Power barre chords cover this album from start to finish. “Smells Like Teen Spirit” starts the album with a strong example. The opening riff has become one of the most recognizable guitar riffs, which is amusing considering even Kurt Cobain commented on its similarity to the chorus of Boston’s “More Than a Feeling” and The Kingsmen’s “Louie Louie. That it’s already such a classic rock guitar riff is why it works so well. The song grabs you immediately and you know it’s going to rock.

These are guitar-centric songs written on guitar to be played on guitar. Most tracks are built around a single riff. The bass often bounces under the guitar, even in a head-bobbing early 1960s rock sort of way. While Nirvana was drawing on their alternative rock influences like Sonic Youth and the Pixies, they were also returning to early rock music. People say so much about Nirvana’s use of quieter parts for verses and louder parts for choruses. This is perhaps why the songs can be so repetitive without boring me like Marvin Gaye’s “What’s Going On” did. Even though it wasn’t a new concept, the influence was soon seen. Next year’s ep “Broken” by Nine Inch Nails blew me away by pushing this quiet-loud contrast to more obvious extremes.

Rhythmically, the guitar often gives space for the snare drum. This great technique shows up frequently in rock music. Basically, the snare drum will hit on the 2nd and 4th beat of the measure and the guitar riffs will have a brief rest to allow the snare to punch through, like in “In Bloom“. You can often hum the guitar riff and the click your tongue for the snare. For the most part, the use of rhythm is this album is straight-forward. An interesting variation though is in the chorus of my favorite track, “Lithium“, the rhythm accents the 1st beat and then an eight-note after the 3rd and 4th beat.

Kurt was an amazing vocalist. His voice at times cuts through as a raspy howl and at others coarse but mellow singing. It was an influence on me early on, even though I doubt I would’ve admitted it. I was particularly floored by his singing for their 1994 performance of “Where Did You Sleep Last Night” for MTV’s Unplugged.

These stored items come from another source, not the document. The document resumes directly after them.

PR #237, opened 2016-07-06
Feature/swift3 masktype

lastMove:
MaskType Reworked. 
Related to #218

### DIFF
--- a/IBAnimatable/Animatable.swift
+++ b/IBAnimatable/Animatable.swift
@@ -566,8 +566,8 @@ public extension Animatable where Self: UIView {
   public func rotate(_ clockwise: Bool = true, completion: AnimatableCompletion? = nil) {
     CALayer.animate({
       let animation = CABasicAnimation(keyPath: "transform.rotation")
-      animation.fromValue = clockwise ? 0 : ((360 * M_PI) / 180)
-      animation.toValue = clockwise ? ((360 * M_PI) / 180) : 0
+      animation.fromValue = clockwise ? 0 : CGFloat.pi * 2
+      animation.toValue = clockwise ? CGFloat.pi * 2 : 0
       animation.duration = CFTimeInterval(self.duration)
       animation.repeatCount = self.repeatCount
       animation.autoreverses = false
--- a/IBAnimatable/Animatable.swift
+++ b/IBAnimatable/Animatable.swift
@@ -566,8 +566,9 @@ public extension Animatable where Self: UIView {
   public func rotate(_ clockwise: Bool = true, completion: AnimatableCompletion? = nil) {
     CALayer.animate({
       let animation = CABasicAnimation(keyPath: "transform.rotation")
-      animation.fromValue = clockwise ? 0 : CGFloat.pi * 2
-      animation.toValue = clockwise ? CGFloat.pi * 2 : 0
+      let pi: CGFloat = .pi
+      animation.fromValue = clockwise ? 0 : pi * 2
+      animation.toValue = clockwise ? pi * 2 : 0
       animation.duration = CFTimeInterval(self.duration)
       animation.repeatCount = self.repeatCount
       animation.autoreverses = false
--- a/IBAnimatable/AnimatableStackView.swift
+++ b/IBAnimatable/AnimatableStackView.swift
@@ -103,12 +103,21 @@ import UIKit
   @IBInspectable public var startPoint: String?
   
   // MARK: - MaskDesignable
-  @IBInspectable public var maskType: String? {
+  public var eMaskType:MaskType = .none {
     didSet {
       configMask()
-      configBorder()      
+      configBorder()
     }
   }
+  
+  @IBInspectable private var maskType: String? {
+    didSet {
+      if let maskType = maskType {
+        eMaskType = MaskType(string:maskType);
+      }
+    }
+  }
+  
   
   // MARK: - Animatable
   @IBInspectable public var animationType: String?
--- a/IBAnimatable/AnimatableStackView.swift
+++ b/IBAnimatable/AnimatableStackView.swift
@@ -112,13 +112,10 @@ import UIKit
   
   @IBInspectable private var maskType: String? {
     didSet {
-      if let maskType = maskType {
-        eMaskType = MaskType(string:maskType)
-      }
+      eMaskType = MaskType(string: maskType)
     }
   }
-  
-  
+
   // MARK: - Animatable
   @IBInspectable public var animationType: String?
   @IBInspectable public var autoRun: Bool = true
--- a/IBAnimatable/AnimatableStackView.swift
+++ b/IBAnimatable/AnimatableStackView.swift
@@ -110,7 +110,7 @@ import UIKit
     }
   }
   
-  /// The mask type used in Interface Builder. **Should not** this property in code.
+  /// The mask type used in Interface Builder. **Should not** use this property in code.
   @IBInspectable var _maskType: String? {
     didSet {
       maskType = MaskType(string: _maskType)
--- a/IBAnimatable/AnimatableStackView.swift
+++ b/IBAnimatable/AnimatableStackView.swift
@@ -103,7 +103,7 @@ import UIKit
   @IBInspectable public var startPoint: String?
   
   // MARK: - MaskDesignable
-  public var eMaskType:MaskType = .none {
+  public var eMaskType: MaskType = .none {
     didSet {
       configMask()
       configBorder()
--- a/IBAnimatable/AnimatableStackView.swift
+++ b/IBAnimatable/AnimatableStackView.swift
@@ -110,6 +110,7 @@ import UIKit
     }
   }
   
+  /// The mask type used in Interface Builder. **Should not** this property in code.
   @IBInspectable var _maskType: String? {
     didSet {
       maskType = MaskType(string: _maskType)
--- a/IBAnimatable/AnimatableStackView.swift
+++ b/IBAnimatable/AnimatableStackView.swift
@@ -113,7 +113,7 @@ import UIKit
   @IBInspectable private var maskType: String? {
     didSet {
       if let maskType = maskType {
-        eMaskType = MaskType(string:maskType);
+        eMaskType = MaskType(string:maskType)
       }
     }
   }
--- a/IBAnimatable/AnimatableStackView.swift
+++ b/IBAnimatable/AnimatableStackView.swift
@@ -103,16 +103,16 @@ import UIKit
   @IBInspectable public var startPoint: String?
   
   // MARK: - MaskDesignable
-  public var eMaskType: MaskType = .none {
+  public var maskType: MaskType = .none {
     didSet {
       configMask()
       configBorder()
     }
   }
   
-  @IBInspectable internal var maskType: String? {
+  @IBInspectable var _maskType: String? {
     didSet {
-      eMaskType = MaskType(string: maskType)
+      maskType = MaskType(string: _maskType)
     }
   }
 
--- a/IBAnimatable/AnimatableStackView.swift
+++ b/IBAnimatable/AnimatableStackView.swift
@@ -110,7 +110,7 @@ import UIKit
     }
   }
   
-  @IBInspectable private var maskType: String? {
+  @IBInspectable internal var maskType: String? {
     didSet {
       eMaskType = MaskType(string: maskType)
     }
--- a/IBAnimatable/CardsAnimator.swift
+++ b/IBAnimatable/CardsAnimator.swift
@@ -140,7 +140,7 @@ private extension CardsAnimator {
       var t1 = CATransform3DIdentity
       t1.m34 = 1.0 / -900
       t1 = CATransform3DScale(t1, 0.95, 0.95, 1)
-      t1 = CATransform3DRotate(t1, 15.0 * CGFloat(M_PI) / 180.0, 1, 0, 0)
+      t1 = CATransform3DRotate(t1, 15.0 * .pi / 180.0, 1, 0, 0)
       return t1
   }
 
--- a/IBAnimatable/IBEnum.swift
+++ b/IBAnimatable/IBEnum.swift
@@ -1,0 +1,34 @@
+//
+//  IBEnum.swift
+//  IBAnimatableApp3
+//
+//  Created by jason akakpo on 27/06/16.
+//  Copyright © 2016 Jake Lin. All rights reserved.
+//
+
+import Foundation
+
+
+public protocol IBEnum  {
+  init(string:String)
+}
+
+public extension IBEnum {
+  
+  
+  /// Helper function that returns a tuple containing the name and params
+  ///
+  ///
+  /// - Discussion
+  /// Since "name(param1,param2,param3)" is the classic IBAnimatable format
+  ///
+  /// this method will return "wave"
+  static func extractNameAndParams(_ string:String) -> (name:String, params:[String]) {
+    let tokens = string.components(separatedBy: CharacterSet(charactersIn: "()")).filter({!$0.isEmpty}) // extract params list   self.enumName
+    let maskName = tokens.first ?? "";
+    let paramsString = tokens.count >= 2 ? tokens[1] : "";
+    let params = paramsString.components(separatedBy: ","); // params list
+    return (name:maskName, params:params);
+  }
+  
+}
--- a/IBAnimatable/IBEnum.swift
+++ b/IBAnimatable/IBEnum.swift
@@ -5,43 +5,47 @@
 
 import Foundation
 
-
+/**
+ A protocol provides extension method for converting `String` into `enum`.
+ Because `@IBInspectable` property can not support `enum` directly. To provide both programmatical `enum` API and `@IBInspectable` supported type `String`, we use `IBEnum` to bridge Swift `enum` and `String`
+ */
 public protocol IBEnum: StringLiteralConvertible {
+  /**
+   Initializes a swift `enum` with provided optional string
+   
+   - Parameter string: The optional string to be converted into `enum`.
+   */
   init(string: String?)
 }
 
 public extension IBEnum {
-  
-  /// Helper function that returns a tuple containing the name and params
-  ///
-  ///
-  /// - Discussion
-  /// Since "name(param1,param2,param3)" is the classic IBAnimatable format
-  ///
-  /// this method will return "wave"
-  static func extractNameAndParams(from string: String) -> (name: String, params: [String]) {
-    let tokens = string.components(separatedBy: CharacterSet(charactersIn: "()")).filter({!$0.isEmpty}) // extract params list   self.enumName
-    let maskName = tokens.first ?? ""
+  /**
+   Helper function that returns a tuple containing the name and params from a string `string`
+   
+   - Parameter from string: The string to be converted into `enum`.
+    - Discussion: the string format is like "enumName(param1,param2,param3)"
+   - Returns: A tuple containing the name and an array of parameter string
+   */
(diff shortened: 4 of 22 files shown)


IBAnimatable/Animatable.swift
```diff
@@ -566,8 +566,8 @@ public extension Animatable where Self: UIView {
   public func rotate(_ clockwise: Bool = true, completion: AnimatableCompletion? = nil) {
     CALayer.animate({
       let animation = CABasicAnimation(keyPath: "transform.rotation")
-      animation.fromValue = clockwise ? 0 : ((360 * M_PI) / 180)
-      animation.toValue = clockwise ? ((360 * M_PI) / 180) : 0
+      animation.fromValue = clockwise ? 0 : CGFloat.pi * 2
+      animation.toValue = clockwise ? CGFloat.pi * 2 : 0
```
tbaranes: Just a detail, everywhere else you are using `.pi` directly, can we uniforms it?

IBAnimatable/IBEnum.swift
```diff
@@ -0,0 +1,47 @@
...
+
+public extension IBEnum {
+  
+  /// Helper function that returns a tuple containing the name and params
+  ///
+  ///
+  /// - Discussion
+  /// Since "name(param1,param2,param3)" is the classic IBAnimatable format
+  ///
+  /// this method will return "wave"
```
tbaranes: It won't be always be "wave", is it?

IBAnimatable/MaskDesignable.swift
```diff
@@ -141,35 +110,27 @@ public extension MaskDesignable where Self: UIView {
...
   private func maskParallelogramBezierPath(_ topLeftAngle: Double) -> UIBezierPath {
-    let topLeftAngleRad = Double(topLeftAngle) * M_PI / 180
+    let topLeftAngleRad = topLeftAngle * .pi / 180
     let path = UIBezierPath()
-    let offset = abs(CGFloat(tan(topLeftAngleRad - M_PI / 2)) * bounds.height)
+    let offset = abs(CGFloat(tan(topLeftAngleRad - .pi / 2)) * bounds.height)
     
     if topLeftAngle <= 90 {
-      path.move(to: CGPoint(x: 0, y: 0))
+      path.move(to: CGPoint(x:0, y:0))
```
tbaranes, line 181: Just curious, SwiftLint doesn't report any warnings here?

IBAnimatable/MaskType.swift
```diff
@@ -4,12 +4,68 @@
...
+  /// Isocele triangle shape. The triangle's height is equal to the view's frame height. If the view is a square, Triangle is equilateral.
   case triangle
-  case wave
-  case parallelogram
+  
+  /// Wave shape, with
+  /// direction (up or down, default : up)
+  /// width (default 40)
+  /// offset (default : 0)
+  case wave(direction:WaveDirection?, width:Float?, offset:Float?)
```
tbaranes, line 26: If we document, we should use swift documentation guidelines in order to have the quick view documentation... otherwise, don't document at all (just in the github docs)

IBAnimatable/MaskType.swift
```diff
@@ -4,12 +4,68 @@
...
+    
+    let paramsAndName = MaskType.extractNameAndParams(from: string)
+    let name = paramsAndName.name
+    let params = paramsAndName.params
+    
+    switch name.lowercased() {
+    case "circle":
+      self = .circle
+    case "polygon":
+      self = .polygon(sides: Int(params[safe:0] ?? ""))
```
tbaranes, line 57: Shouldn't be the default params instead of empty string?

IBAnimatable/Utils.swift
```diff
@@ -0,0 +1,27 @@
...
+//  IBAnimatableApp
+//
+//  Created by jason akakpo on 03/07/16.
+//  Copyright © 2016 Jake Lin. All rights reserved.
+//
+
+import Foundation
+
+internal extension Array {
+  /// Returns the element at the specified index iff it is within bounds, otherwise nil.
```
tbaranes, line 12: Typo: `iff`-> `if`

IBAnimatable/Utils.swift
```diff
@@ -0,0 +1,27 @@
...
+  subscript(safe index: Int ) -> Element? {
+    return indices.contains(index) ? self[index] : nil  /// Returns the element at the specified index iff it is within bounds, otherwise nil.
```
tbaranes: Typo: `iff` -> `if`
Since it's a duplication of the same comment, is it really useful?

tbaranes:
Just did a first review, it looks really great for a first version 👍 
I let you some feedbacks / questions, can you give it a look?

Two general points:
- Do you have (SwiftLint)[https://github.com/realm/SwiftLint] installed? I'm surprised that it didn't report some space warnings for `variable:CGFloat`.
- We don't have any rules about comments but I think if we want to document code (params...), we should follow swift documentation in order to have Xcode quick look compatibility. Otherwise, I don't think it's useful to document that much, that will just make the code harder to read. Any opinions though this @JakeLin ?

IBAnimatable/MaskDesignable.swift
```diff
@@ -6,47 +6,34 @@
...
+    case .circle:
+      maskCircle()
+    case .parallelogram(let angle):
+      maskParallelogram(angle ?? 60)
+    case .polygon(let sides):
+      maskPolygon(sides ?? 6)
+    case .star(let points):
+      maskStar(points ?? 5)
+    case .wave(let direction, let width, let offset):
+      maskWave(direction ?? .up, waveWidth: width ?? 40.0, waveOffset:offset ?? 0.0)
```
tbaranes: Already comment this somewhere else, but I definitely think it will be worth to set the default value in the enums instead of here. It will be easier to get what is the default!

IBAnimatable/MaskDesignable.swift
lastMove, line 181: No, I had installed SwiftLint too.

tbaranes, line 181: There should be an issue normal, SwiftLint syntax is `x: 0, y: 0` instead of `x:0,y:0`. It would be worth it to find out why there's no warnings about this

IBAnimatable/MaskType.swift
lastMove, line 26: Yes, All the MaskType documentation is shown in the Xcode 8 quick view documentation ;)

IBAnimatable/MaskType.swift
lastMove, line 57: I wanted the default params to be on only one place. 
To avoid redundant code and prevent errors. 
Since this method is Used only when the MaskType is initialised from String (not when we do `maskType = MaskType.polygon(sides:8)` )

IBAnimatable/Utils.swift
lastMove, line 12: iff is here for "If and only if" but if this naming is not enough widespread I can change it.

IBAnimatable/MaskDesignable.swift
lastMove: Ideally I would set the default here 

```Swift
public enum MaskType: IBEnum {
  
  /// Circle shape with diameter equals to min(width, height)
  case circle
  
  ///  Polygon shape with n sides. (min 3, default)
  case polygon(sides:Int? = 3)
```
But it's not allowed by Swift. 
I couldn't put it in the init   `init(string: String?)` since it's used only when MaskType is init from String. 
That's why I put it her. 
I also don't really like it but where could we put it elsewhere ?

IBAnimatable/IBEnum.swift
lastMove: Yep, My bad, will change it.

lastMove:
Ideally I would set the default here 

``` Swift
public enum MaskType: IBEnum {

  /// Circle shape with diameter equals to min(width, height)
  case circle

  ///  Polygon shape with n sides. (min 3, default)
  case polygon(sides:Int? = 3)
```

But it's not allowed by Swift. 
I couldn't put it in the init   `init(string: String?)` since it's used only when MaskType is init from String. 
That's why I put it there. 
I also don't really like it but where could we put it elsewhere ?

JakeLin:
@tbaranes @lastMove hey guys. Based on @lastMove 's comments, I am going to update them to follow the Swift documentation standard. Will ask you guys to review it later.

IBAnimatable/AnimatableStackView.swift
```diff
@@ -110,6 +110,7 @@ import UIKit
     }
   }
   
+  /// The mask type used in Interface Builder. **Should not** this property in code.
```
tbaranes: `**Should not** this` -> Not sure about this, but it sounds weird, isn't missing a verb?

JakeLin:
@lastMove and @tbaranes, Can you guys have a look at the new commit https://github.com/JakeLin/IBAnimatable/pull/237/commits/f7c6a0e25454ba6af0d00ccbe0995f22c74331d8 I have updated all Mask related enum, protocol and methods with Swift documentation comments. Please feel free to give me some feedback since I am still learning how to write good documentation comments. 

Also, I have improved some API to make them more Swifty.

@lexrus Can you have a look at this PR if you have time. We discussed how to support enum in Interface Builder before. That is the first attempt. It looks very promising.

IBAnimatable/CardsAnimator.swift
```diff
@@ -140,7 +140,7 @@ private extension CardsAnimator {
       var t1 = CATransform3DIdentity
       t1.m34 = 1.0 / -900
       t1 = CATransform3DScale(t1, 0.95, 0.95, 1)
-      t1 = CATransform3DRotate(t1, 15.0 * CGFloat(M_PI) / 180.0, 1, 0, 0)
+      t1 = CATransform3DRotate(t1, 15.0 * .pi / 180.0, 1, 0, 0)
```
tbaranes, line 143: You used `pi` directly above, let's do this everywhere! :)

IBAnimatable/MaskDesignable.swift
```diff
@@ -5,71 +5,112 @@
...
+      path.addLine(to: point(from: angle, radius: radius, offset: center))
     }
     path.close()
     return path
   }
   
   // MARK: - Star
   
-  // See https://www.weheartswift.com/bezier-paths-gesture-recognizers/
-  private func maskStar(_ points: Int) {
```
tbaranes: Didn't look all the code, but is there a reason to remove the `private` access?
(same question for the others)

IBAnimatable/MaskDesignable.swift
```diff
@@ -78,26 +119,30 @@ public extension MaskDesignable where Self: UIView {
...
   }
   
-  private func starPath(_ points: Int, borderWidth: CGFloat = 0) -> UIBezierPath {
+  /**
+   Get a Bezier path for a star shape with provided points.
+   
+   - Parameter sides: The number of the star points.
+   - Returns: A Bezier path for a star shape.
+   */
+  func getStarPath(with points: Int, borderWidth: CGFloat = 0) -> UIBezierPath {
```
tbaranes: I don't know if we should document that. It should be private and not usable outside of `IBAnimatable`, so...

IBAnimatable/CardsAnimator.swift
JakeLin, line 143: I don't get this one. Do you mean we should use `pi` instead of `.pi`? We need to have the dot.

tbaranes, line 143: We should use the same syntax everywhere: `pi` or `.pi`. If we can do directly `pi`, that's even better! I notice that you used both syntax in `MaskDesignable`

IBAnimatable/AnimatableStackView.swift
JakeLin: Fixed, thanks.

IBAnimatable/CardsAnimator.swift
JakeLin, line 143: I prefer to use `.pi` since it is from Apple. Only one place I didn't as below because I need to avoid a compilation error.

```
let pi: CGFloat = .pi
animation.fromValue = clockwise ? 0 : pi * 2
animation.toValue = clockwise ? pi * 2 : 0
```

IBAnimatable/MaskDesignable.swift
JakeLin: I just grouped them within a private extension. We don't have to document `private` functions, I just tried out and practised the documentation comments.

IBAnimatable/CardsAnimator.swift
tbaranes, line 143: The syntax `pi` without dot isn't a Swift 3 new feature? I don't have any preference about this, so up to you 👌

IBAnimatable/MaskDesignable.swift
tbaranes: Oh, github changes put them in a public extension... my bad

IBAnimatable/MaskDesignable.swift
lastMove, line 181: Yes, strange.

IBAnimatable/MaskType.swift
```diff
@@ -6,33 +6,33 @@
...
+ 
+ - circle: For circle shape with diameter equals to min(width, height).
+ - polygon: For polygon shape with `n` sides. (min: 3, the default: 6).
+ - star: For star shape with n points (min: 3, default:6)
+ - triangle: For isosceles triangle shape. The triangle's height is equal to the view's frame height. If the view is a square, the triangle is equilateral.
+ - wave: For wave shape with `direction` (up or down, default: up), width (default: 40) and offset (default: 0)
+ - parallelogram: For parallelogram shape with an angle (default: 60). If `angle == 90` then it is a rectangular mask. If `angle < 90` then is a left-oriented parallelogram \\-\\
+ - none: For no mask, if the input `string` of `init` is nil, the value of the neum is `.none`. If the `string` can not be mapped to supported mask type, it will set to default value `.none`.
+ */
+
```
lastMove, line 20: @tbaranes @JakeLin 
This documentation style doesn't work well on my side : 
For MaskType I have just the first line : 
screen shot 2016-07-06 at 17 41 03

And for the cases nothing : 
screen shot 2016-07-06 at 17 41 14

Does it work on your side ? 

That's why I decided to use the "///" style for each case which work relatively well : 

``` Swift
 /// Circle shape with diameter equals to min(width, height)
  case circle
```

screen shot 2016-07-06 at 17 42 07

IBAnimatable/CardsAnimator.swift
JakeLin, line 143: I think `.pi` with a dot is default from Apple, let's use it if possible.

IBAnimatable/MaskType.swift
JakeLin, line 20: @lastMove It works for me when I hover on `MaskType`. It displays the title and all enum options. But doesn't work when hover on `.circle`. I will check Swift Standard Library to see how do they do it for the `enums. We can adopt what they do.

lastMove, line 20: Ok, nice.

lastMove:
Except of the  Documentation point ; It looks very good for me ;)

IBAnimatable/MaskType.swift
lastMove, line 20: We could simply duplicate it like that :

```
/**
 Mask type for masking an IBAnimatable UI element.

 - circle: For circle shape with diameter equals to min(width, height).
 - polygon: For polygon shape with `n` sides. (min: 3, the default: 6).
 - star: For star shape with n points (min: 3, default:6)
 - triangle: For isosceles triangle shape. The triangle's height is equal to the view's frame height. If the view is a square, the triangle is equilateral.
 - wave: For wave shape with `direction` (up or down, default: up), width (default: 40) and offset (default: 0)
 - parallelogram: For parallelogram shape with an angle (default: 60). If `angle == 90` then it is a rectangular mask. If `angle < 90` then is a left-oriented parallelogram \\-\\
 - none: For no mask, if the input `string` of `init` is nil, the value of the neum is `.none`. If the `string` can not be mapped to supported mask type, it will set to default value `.none`.
 */

public enum MaskType: IBEnum {
  /// For circle shape with diameter equals to min(width, height)
  case circle
  /// For polygon shape with `n` sides. (min: 3, the default: 6).
  case polygon(sides:Int?)
  case star(points:Int?)
  case triangle
  case wave(direction:WaveDirection?, width:Float?, offset:Float?)
  case parallelogram(angle:Double?)
  case none
´´´´
```

JakeLin:
@lastMove I haven't found a good example from the swift-corelibs-foundation project. They don't have many comments. I leave that for now and we can update the comments any time once we find some good examples.

IBAnimatable/MaskType.swift
JakeLin, line 20: @lastMove duplicated comments are good for the user, but hard for us to maintain. I still want to see how Apple document their code and follow their standard. Please let me know if you find one.

lastMove:
I finally found one useful exemple not from The Swift Open-Source project but from the auto-generated UIKit header. All enums docs from UIKit (That I found) looks like this : 

``` Swift

/* Distribution—the layout along the stacking axis.

 All UIStackViewDistribution enum values fit first and last arranged subviews tightly to the container,
 and except for UIStackViewDistributionFillEqually, fit all items to intrinsicContentSize when possible.
 */
@available(iOS 9.0, *)
public enum UIStackViewDistribution : Int {


    /* When items do not fit (overflow) or fill (underflow) the space available
     adjustments occur according to compressionResistance or hugging
     priorities of items, or when that is ambiguous, according to arrangement
     order.
     */
    case fill


    /* Items are all the same size.
     When space allows, this will be the size of the item with the largest
     intrinsicContentSize (along the axis of the stack).
     Overflow or underflow adjustments are distributed equally among the items.
     */
    case fillEqually


    /* Overflow or underflow adjustments are distributed among the items proportional
     to their intrinsicContentSizes.
     */
    case fillProportionally


    /* Additional underflow spacing is divided equally in the spaces between the items.
     Overflow squeezing is controlled by compressionResistance priorities followed by
     arrangement order.
     */
    case equalSpacing


    /* Equal center-to-center spacing of the items is maintained as much
     as possible while still maintaining a minimum edge-to-edge spacing within the
     allowed area.
        Additional underflow spacing is divided equally in the spacing. Overflow 
     squeezing is distributed first according to compressionResistance priorities 
     of items, then according to subview order while maintaining the configured 
     (edge-to-edge) spacing as a minimum.
     */
    case equalCentering
}

```

So if we apply this to our purpose, it will be something like that : 

``` Swift
/**
 Mask type for masking an IBAnimatable UI element.
 */
public enum MaskType: IBEnum {
  /// For circle shape with diameter equals to min(width, height)
  case circle
  /// For polygon shape with `n` sides. (min: 3, the default: 6).
  case polygon(sides:Int?)
  ///  For star shape with n points (min: 3, default:6)
  case star(points:Int?)
  /// For isosceles triangle shape. The triangle's height is equal to the view's frame height. If the view is a square, the triangle is equilateral.
 case triangle
  /// For wave shape with `direction` (up or down, default: up), width (default: 40) and offset (default: 0)
  case wave(direction:WaveDirection?, width:Float?, offset:Float?)
  /// For parallelogram shape with an angle (default: 60). If `angle == 90` then it is a rectangular mask. If `angle < 90` then is a left-oriented parallelogram \\-\\
  case parallelogram(angle:Double?)
 /// For no mask, if the input `string` of `init` is nil, the value of the neum is `.none`. If the `string` can not be mapped to supported mask type, it will set to default value `.none`.
  case none
}
```

@tbaranes @JakeLin 
What do you think about using this for comment enum ?

JakeLin:
@lastMove Cool, I think we should follow that.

The lyrics are raw visceral documents of anger, confusion and disillusionment. They don’t tell stories or even have a meaning in a traditional sense. I can imagine him writing individual phrases and then combining them to form songs. One line will express some raw emotion and then the next line will balance that with a degree of sarcasm. The lyrics express, without romanticism, the difficulties of being an outsider teen in a way that many people experience in an isolated way. It’s no wonder this album took hold and remains important. It’s perfectly adolescent in a way that is summed up in the line “Oh well, whatever, nevermind.”